- [Task requirements]:
Collect all lines from the records below that include the word "test".

---*---

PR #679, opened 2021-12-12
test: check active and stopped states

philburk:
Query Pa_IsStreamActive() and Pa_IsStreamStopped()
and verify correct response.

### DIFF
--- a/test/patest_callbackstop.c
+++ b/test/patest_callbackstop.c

---*---

- [Response area]:
test: check active and stopped states
--- a/test/patest_callbackstop.c
+++ b/test/patest_callbackstop.c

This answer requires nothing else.